39.3 Neutral Controls
39.3.1 Good Predictive Controls
Good for precision
# cleans workspace
rm(list = ls())
# DAG
## specify edges
model <- dagitty("dag{x->y; z->y}")
## coordinates for plotting
coordinates(model) <- list(
x = c(x=1, z=2, y=2),
y = c(x=1, z=2, y=1))
## ggplot
ggdag(model) + theme_dag()
Controlling for \(Z\) does not help or hurt identification, but it can increase precision (i.e., reducing SE)
n <- 1e4
z <- rnorm(n)
x <- rnorm(n)
y <- x + 2 * z + rnorm(n)
jtools::export_summs(lm(y ~ x), lm(y ~ x + z))
Model 1 | Model 2 | |
---|---|---|
(Intercept) | 0.01 | 0.01 |
(0.02) | (0.01) | |
x | 1.00 *** | 1.01 *** |
(0.02) | (0.01) | |
z | 2.00 *** | |
(0.01) | ||
N | 10000 | 10000 |
R2 | 0.17 | 0.83 |
*** p < 0.001; ** p < 0.01; * p < 0.05. |
Similar coefficients, but smaller SE when controlling for \(Z\)
Another variation is
# cleans workspace
rm(list = ls())
# DAG
## specify edges
model <- dagitty("dag{x->y; x->m; z->m; m->y}")
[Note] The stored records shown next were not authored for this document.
PR #856, opened 2025-06-05
Feat(ASM): draft impl of core subprotocol

irnb:
## Description

OL core ASM subprotocol that handles checkpointing and related functionality. (SPS-62)

### Type of Change

- [ ] Documentation update
- [ ] Refactor
- [ ] New or updated tests
- [ ] Dependency Update

## Checklist

## Related Issues

STR-1333

### DIFF
--- a/crates/asm/common/src/msg.rs
+++ b/crates/asm/common/src/msg.rs
@@ -4,7 +4,7 @@ use std::any::Any;
 
 use borsh::{BorshDeserialize, BorshSerialize};
 
-use crate::{BRIDGE_SUBPROTOCOL_ID, SubprotocolId};
+use crate::SubprotocolId;
 
 /// Generic wrapper around a inter-proto msg.
 pub trait InterprotoMsg: Any + 'static {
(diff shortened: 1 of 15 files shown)


crates/asm/common/src/msg.rs
```diff
@@ -32,6 +34,36 @@ impl<const ID: SubprotocolId> InterprotoMsg for NullMsg<ID> {
...
+    pub data: Vec<u8>,
+    /// Nonce to prevent replay attacks?
+    pub nonce: u64,
+}
+
+/// Withdrawal messages to be sent to Bridge subprotocol
+#[derive(Clone, Debug)]
+pub struct WithdrawalMsg {
+    pub withdrawals: Vec<L2ToL1Msg>,
+}
```
delbonis: This is more than just withdrawals.  It should be a generic messages container a la SPS-msg-fmt.

crates/asm/common/src/msg.rs
```diff
@@ -32,6 +34,36 @@ impl<const ID: SubprotocolId> InterprotoMsg for NullMsg<ID> {
...
+pub struct L2ToL1Msg {
+    /// Destination address on L1 (Bitcoin)
+    pub dest_address: Vec<u8>,
+    /// Amount to withdraw in satoshis
+    pub amount: u64,
+    /// Additional data payload for the withdrawal
+    pub data: Vec<u8>,
+    /// Nonce to prevent replay attacks?
+    pub nonce: u64,
+}
```
delbonis: A few things:

* dest address is irrelevant here, what if we're just sending a message to the upgrade subprotocol?
* we don't need an amount here, we're "a layer down" from where we want to treat quantities as a preserved thing
* nonce isn't really useful, since we are effectively using the epoch as a sequence number
* I mentioned this in a few other places, but `L2ToL1Msg` is a really bad name because it's too similar to `L1ToL2Msg` , which means it interrupts your flow and you have to sanity check to make sure you read it right.  You also have to toggle your shift state 8 times when you're writing it which makes it really annoying to type.
* This is really part of the checkpoint structure, so it should be closer to that in the `state` crate.  This `msg` module is for messages *between* subprotocols, strictly within a ASM STF invocation.

crates/asm/common/src/subprotocol.rs
```diff
@@ -28,11 +28,17 @@ pub trait Subprotocol: 'static {
...
+    type GenesisConfig: Any + BorshDeserialize + BorshSerialize;
+
     /// Message type that we receive messages from other subprotocols using.
     type Msg: Clone + Any;
 
     /// Constructs a new state to use if the ASM does not have an instance of it.
-    fn init() -> Self::State;
+    /// # Arguments
+    /// * `genesis_config` - Configuration parameters for initializing the state
+    fn init(genesis_config: Self::GenesisConfig) -> Self::State;
```
delbonis: Should take a ref so that we don't have to clone it each time.

crates/asm/common/src/subprotocol_genesis.rs
```diff
@@ -0,0 +1,102 @@
...
+
+/// Registry for managing genesis state for all subprotocols.
+///
+/// This registry stores serialized genesis state that are used
+/// when initializing subprotocol states. The state are keyed
+/// by subprotocol ID and stored in serialized form to avoid type dependencies.
+#[derive(Debug, Clone, Default, BorshSerialize, BorshDeserialize)]
+pub struct GenesisConfigRegistry {
+    /// Map of subprotocol ID to serialized genesis state
+    configs: BTreeMap<SubprotocolId, Vec<u8>>,
```
delbonis, line 21: I can see why you did this this way.  Since if there's shared information across subprotocols then we can have it in another field.  But as it's written, we could just extract the `Vec<u8>` for the subprotocol and pass the ref to the `init` fn, preventing from reading data for other subprotocols.  So *as-is* it could be simplified and made safer, but maybe we don't want to.

crates/asm/subprotocols/core/src/checkpoint_zk_verifier.rs
delbonis, line 1: All of this should be in a shared crate.  I think this is introducing a 3rd separate place where we implement checkpoint verification, and differently!  Perhaps we should wait to finish this until we specify the checkpoint structure and verification.

crates/asm/subprotocols/core/src/error.rs
```diff
@@ -0,0 +1,77 @@
...
+    /// Invalid ZK proof
+    #[error("Invalid ZK Proof")]
+    InvalidProof,
+}
+
+impl From<borsh::io::Error> for CoreError {
+    fn from(e: borsh::io::Error) -> Self {
+        CoreError::TxParsingError(e.to_string())
+    }
+}
```
delbonis: Is `TxParsingError` the right variant here?  It's coming from borsh.  If there's a contextual reason then I would think it shouldn't be a `From` impl, which implies that all borsh errors are tx parsing errors.

crates/asm/subprotocols/core/src/lib.rs
```diff
@@ -30,6 +67,28 @@ pub struct CoreOLState {
...
+#[derive(Clone, Debug, BorshSerialize, BorshDeserialize)]
+pub struct CoreGenesisConfig {
+    /// The initial checkpoint verifying key for zk-SNARK proof verification
+    pub checkpoint_vk: VerifyingKey,
+
+    /// The initial verified checkpoint state (usually genesis checkpoint)
+    pub initial_checkpoint: EpochSummary,
+
+    /// The initial L1 block reference for the checkpoint
+    pub initial_l1_ref: L1BlockId,
```
delbonis, line 86: "initial" or "current"?

crates/asm/subprotocols/core/src/lib.rs
```diff
@@ -44,17 +103,76 @@ impl Subprotocol for OLCoreSubproto {
...
+            // `tracing` crate. We need a proper logging mechanism to identify which
+            // transaction processing failed and why. For now, we print errors to stderr
+            // as a temporary solution.
+            //
+            // We can't propagate errors to upper layers when transaction processing fails because
+            // invalidating and rejecting transactions is normal and expected behavior. We don't
+            // want to halt the entire block processing because of a single invalid transaction.
+            if let Err(e) = result {
+                let txid = tx.tx().compute_txid();
+                eprintln!("Error processing transaction (txid: {txid:?}): {e:?}");
```
delbonis, line 150: Should be `warn` probably.  And use log params!

delbonis (changes requested):
good start

crates/asm/subprotocols/core/src/lib.rs
irnb: By "warn properly" do you mean a proper message log or the warn! macro from the tracing crate?

```
// TODO: Implement proper logging approach
// Since this code also runs as a part of zkVM guest program, we cannot use the
// `tracing` crate. We need a proper logging mechanism to identify which
// transaction processing failed and why. For now, we print errors to stderr
// as a temporary solution.
```

Is it OK to use tracing method in pure zkvm function (guest program)?

crates/asm/subprotocols/core/src/lib.rs
irnb: Since it's part of CoreGenesisConfig, it's initial, because if we provide GenesisConfig that means we don't have state and we are in the subprotocol genesis phase.

crates/asm/subprotocols/core/src/checkpoint_zk_verifier.rs
irnb: I agree

crates/asm/common/src/msg.rs
```diff
@@ -32,39 +34,215 @@ impl<const ID: SubprotocolId> InterprotoMsg for NullMsg<ID> {
...
+            MessageError::BufferTooShort => write!(f, "buffer too short"),
+            MessageError::TypeOutOfBounds(ty) => write!(f, "type {ty:#x} out of bounds"),
+            MessageError::NonMinimalEncoding(ty) => {
+                write!(f, "non-minimal encoding for type {ty:#x}")
+            }
+        }
+    }
+}
+
+impl std::error::Error for MessageError {}
```
delbonis, line 190: Can use `thiserror::Error` instead of doing this manually.  Unless there's some reason you refrained from it?

crates/asm/common/src/msg.rs
delbonis, line 1: A lot of this can use the message fmt types from strata-common instead of having to reimpl it.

## coordinates for plotting
coordinates(model) <- list(
x = c(x=1, z=2, m=2, y=3),
y = c(x=1, z=2, m=1, y=1))
## ggplot
ggdag(model) + theme_dag()
n <- 1e4
z <- rnorm(n)
x <- rnorm(n)
m <- 2 * z + rnorm(n)
y <- x + 2 * m + rnorm(n)
jtools::export_summs(lm(y ~ x), lm(y ~ x + z))
Model 1 | Model 2 | |
---|---|---|
(Intercept) | -0.00 | -0.00 |
(0.05) | (0.02) | |
x | 0.97 *** | 0.99 *** |
(0.05) | (0.02) | |
z | 4.02 *** | |
(0.02) | ||
N | 10000 | 10000 |
R2 | 0.04 | 0.77 |
*** p < 0.001; ** p < 0.01; * p < 0.05. |
Controlling for \(Z\) can reduce SE
39.3.2 Good Selection Bias
# cleans workspace
rm(list = ls())
# DAG
## specify edges
model <- dagitty("dag{x->y; x->z; z->w; u->w;u->y}")
# set u as latent
latents(model) <- "u"
## coordinates for plotting
coordinates(model) <- list(
x = c(x=1, z=2, w=3, u=3, y=5),
y = c(x=3, z=2, w=1, u=4, y=3))
## ggplot
ggdag(model) + theme_dag()
- Unadjusted estimate is unbiased
- Controlling for Z can increase SE
- Controlling for Z while having on W can help identify X
n <- 1e4
x <- rnorm(n)
u <- rnorm(n)
z <- x + rnorm(n)
w <- z + u + rnorm(n)
y <- x - 2*u + rnorm(n)
jtools::export_summs(lm(y ~ x), lm(y ~ x + w), lm(y ~ x + z + w))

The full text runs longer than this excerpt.